Search all medical codes

Fetal fluid drainage (eg, vesicocentesis, thoracocentesis, paracentesis), including ultrasound guidance

CPT4 code

Name of the Procedure:

Fetal Fluid Drainage (e.g., vesicocentesis, thoracocentesis, paracentesis) with Ultrasound Guidance

Summary

Fetal fluid drainage is a procedure used to remove excess fluid from a fetus that might have accumulated in various parts of its body. This is done under continuous ultrasound guidance to ensure accuracy and safety.

Purpose

Fetal fluid drainage is performed to address abnormal accumulations of fluid within the fetus, which can cause distress or hinder normal development.
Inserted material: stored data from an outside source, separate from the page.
PR #2075, opened 2024-03-04
remove deprecated module

BitgetWalletTeam:
https://onboard.blocknative.com/docs/wallets/bitkeep
hi, our new brand name is Bitget Wallet, and 2 modules in this repo sametime, for user experience we need to remove the old one, please confirm and accept this request, thanks.

from: Bitget Wallet Team


packages/bitkeep/src/index.ts
```diff
@@ -1,54 +0,0 @@
...
-
-/**
- * @deprecated Please use `@web3-onboard/bitget` instead.
- */
-function bitKeep(): WalletInit {
-  if (typeof window === 'undefined') return () => null
-
-  return () => {
-    return {
-      label: 'BitKeep',
```
Adamj1232, line 28: Rather than removing this module, updating the displayed name is more simple for dapp devs to handle maintenance and follows our process. We can add a deprecation flag but we wont want to remove this from the repo

Adamj1232:
@BitgetWalletTeam friendly ping on how to proceed? Marking the module as deprecated is the simplest along with a name update to the module for the wallet displayed name returned would get the desired results with backwards compatibility

Adamj1232:
Closing PR as it has become stable and utilizes an approach that doesn't align with our deprecation processes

The goal is to relieve pressure, improve fetal well-being, and prevent complications.

Indications

  • Hydrothorax (fluid in the chest)
  • Abdominal ascites (fluid in the abdominal cavity)
  • Bladder outlet obstruction
  • Diagnosis of fetal anomalies or infections
  • Relief of pressure due to excessive fluid

Preparation

  • Fasting may be required if anesthesia is planned.
  • Review of maternal and fetal health status.
  • Blood tests and imaging studies to assess the situation.
  • Informed consent process to explain risks, benefits, and alternatives.

Procedure Description

  1. Preparation: The mother is positioned comfortably, and an ultrasound probe is placed over the abdomen to visualize the fetus.
  2. Anesthesia: Local anesthesia is applied to the mother's skin; general anesthesia is rarely needed.
  3. Guidance: Continuous ultrasound images guide the doctor to the targeted area within the fetus.
  4. Insertion: A thin needle is carefully inserted through the mother's abdomen into the fetus, targeting the specific fluid collection.
  5. Drainage: Fluid is gently aspirated through the needle and collected for any necessary analysis.
  6. Completion: The needle is removed, and a small bandage is applied.

Duration

The procedure typically takes 30 minutes to an hour, depending on the complexity.

Setting

Performed in a hospital setting, often within a specialized maternal-fetal medicine unit.

Personnel

  • Maternal-fetal medicine specialist or obstetrician
  • Ultrasound technician
  • Nursing staff
  • Anesthesiologist, if sedation is required

Risks and Complications

  • Preterm labor
  • Infection
  • Bleeding
  • Injury to the fetus
  • Amniotic fluid leakage
  • Rare instances of fetal demise

Benefits

  • Relief from symptoms caused by fluid accumulation
  • Improved fetal health and development
  • Minimized risk of preterm labor or other complications

Recovery

  • Monitoring of the mother and fetus for several hours post-procedure.
  • Instructions on bed rest or activity limitations.
  • Follow-up ultrasound to assess the fetus.
  • Pain management with over-the-counter medications if necessary.

Alternatives

  • Expectant management with close monitoring.
  • Medications to manage underlying conditions.
  • In extreme cases, preterm delivery may be considered.
  • Each alternative has its own risks and benefits, which need to be discussed with the healthcare provider.

Patient Experience

  • Mild discomfort or pressure during needle insertion.
  • Post-procedure cramping or tightness.
  • Pain is generally minimal and can be managed with acetaminophen.
  • Emotional support and reassurance throughout the process to lessen anxiety.